Python sets are based on the mathematical concept and provide operations based on set theory. A few operations:

  • Union (union() or |}: A set containing all elements that are in both sets

  • Difference (difference() or -): A set that consists of elements that are in one set but not the other.

  • Intersection (intersection or &): A set that consists of all elements that are in both sets.

# The following creates a set of single strings 'a','b','c','d','e'
# and another set of single strings 'b','d','x','y','z'
A = set("abcde")
B = set(["b", "d", "x", "y", "z"])

print(f"A = {A}\nB = {B}")
A = {'c', 'a', 'b', 'd', 'e'}
B = {'z', 'b', 'd', 'x', 'y'}
# Union Operation
new_set = A | B
print(new_set)
print("---")
new_set = A.union(B)  # Same operation as above but using method
print(new_set)
{'c', 'z', 'y', 'a', 'b', 'd', 'e', 'x'}
---
{'c', 'z', 'y', 'a', 'b', 'd', 'e', 'x'}
# Difference Operation
new_set = A - B
print(new_set)
print("---")
new_set = B.difference(A)  # note that order matters for difference
print(new_set)
{'c', 'a', 'e'}
---
{'z', 'x', 'y'}
# Intersection Operation
new_set = A & B
print(new_set)
print("---")
new_set = A.intersection(B)  # same operation as above but using method
print(new_set)
{'b', 'd'}
---
{'b', 'd'}
# Symmetric Difference Operation
new_set = A ^ B
print(new_set)
print("---")
new_set = A.symmetric_difference(B)  # same operation as above but using method
print(new_set)
{'c', 'x', 'y', 'z', 'e', 'a'}
---
{'c', 'x', 'y', 'z', 'e', 'a'}

Other Set Methods

Method Purpose
s.add(item) Adds an item to set.
s.update(iterable) Adds all items from iterable to the set.
s.remove(item) Remove an item from set.
s.discard(item) Remove an item from set if it is present, fail silently if not.
s.pop() Remove an arbitrary item from the set.
s.clear() Remove all items from the set.
s = {1, 2, 3}
print(s.remove(4)) # KeyError
s = set()  # why not {}?

s.update(["A", "2", "3", "4", "5", "6", "7", "8", "9", "J", "Q", "K"])

s.remove("A")
print("Removed Ace")
print(s)
Removed Ace
{'4', '5', 'Q', 'J', '7', 'K', '6', '3', '2', '8', '9'}
s.discard("9")
print(s)
{'4', '5', 'Q', 'J', '7', 'K', '6', '3', '2', '8'}
card = s.pop()
print("Popped", card)
print(s)
Popped 4
{'5', 'Q', 'J', '7', 'K', '6', '3', '2', '8'}
s.add("Joker")
print(s)
{'5', 'Q', 'J', '7', 'K', '6', 'Joker', '3', '2', '8'}

Sets can be used for set-like operations on other types by converting them to sets.

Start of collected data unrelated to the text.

PR #1093, opened 2025-03-22
OpenMRS Pagination 2

josephjclark:
## Summary

This PR extends @PiusKariuki's branch to get pagination working.

I've actually really struggled with this because I've seen a lot of small problems and I'm really short on time today.

So this PR is left in a partial and mostly broken state.

There are some things I like:
- I've refactored unit tests to make them easier to manage
- I've created a mock openmrs server which allows neater unit tests
- And so there's some good unit tests on pagination logic now
- I think the actual pagination logic is quite good here

What I think we need to do from here:
- I've changed the signature of `request` and so everything that calls it is broken :(
- I'm not actually convinced by the return signature of `request` right now. But request need to include the response and the response body seperately, AND it needs to handle the case of multiple responses if paginating. It might be OK as it is, but I need another look with a fresh brain

## AI Usage

know!):

- [ ] Strategy / design
- [ ] Other
- [x] I have not used AI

d1 = {"eggs": 2, "pancakes": 100, "juice": 1}
d2 = {"eggs": 3, "waffles": 1, "coffee": 1}
d3 = {"eggs": 1, "fruit salad": 1}

print("All 3 ordered:", set(d1) & set(d2) & set(d3))
print("Only ordered by #1:", set(d1) - set(d2))
All 3 ordered: {'eggs'}
Only ordered by #1: {'pancakes', 'juice'}
set(d1.items())
{('eggs', 2), ('juice', 1), ('pancakes', 100)}

Sets are iterable.

s = {"one", "two", "three", "four"}
for x in s:
    print(x)
four
three
two
one
students = [
    {"name": "Adam", "num": 123},
    {"name": "Quynh", "num": 456},
    {"name": "Quynh", "num": 456},
    {"name": "Adam", "num": 999},
]

s = set()
for student in students:
    s.add(tuple(student.items()))
    # not 
    #s.add(student)
deduplicated = s
for student in deduplicated:
    print(dict(student))
{'name': 'Adam', 'num': 123}
{'name': 'Adam', 'num': 999}
{'name': 'Quynh', 'num': 456}

frozenset

frozenset is an immutable set. It has all set methods that do not mutate the set.

# frozenset demo
nums = [1, 2, 2, 2, 3, 3]
frozen_nums = frozenset(nums)
print(frozen_nums)
frozenset({1, 2, 3})
# allows for nested sets
nested = {frozen_nums, frozenset("ABC")}
print(nested)
{frozenset({1, 2, 3}), frozenset({'A', 'C', 'B'})}

Discussion

Are sets sequences?

Why do set members need to be immutable?

How can we store compound values in sets?

Why do dictionary keys have the same restrictions?